- **YOUR TASK**
Set the records down again in full, with every word kept.

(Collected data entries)
>>>

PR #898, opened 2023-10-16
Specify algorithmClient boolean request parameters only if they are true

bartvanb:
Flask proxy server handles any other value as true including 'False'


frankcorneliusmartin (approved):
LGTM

<<<

- **EXERCISE ANSWER**
PR #898, opened 2023-10-16
Specify algorithmClient boolean request parameters only if they are true

bartvanb:
Flask proxy server handles any other value as true including 'False'


frankcorneliusmartin (approved):
LGTM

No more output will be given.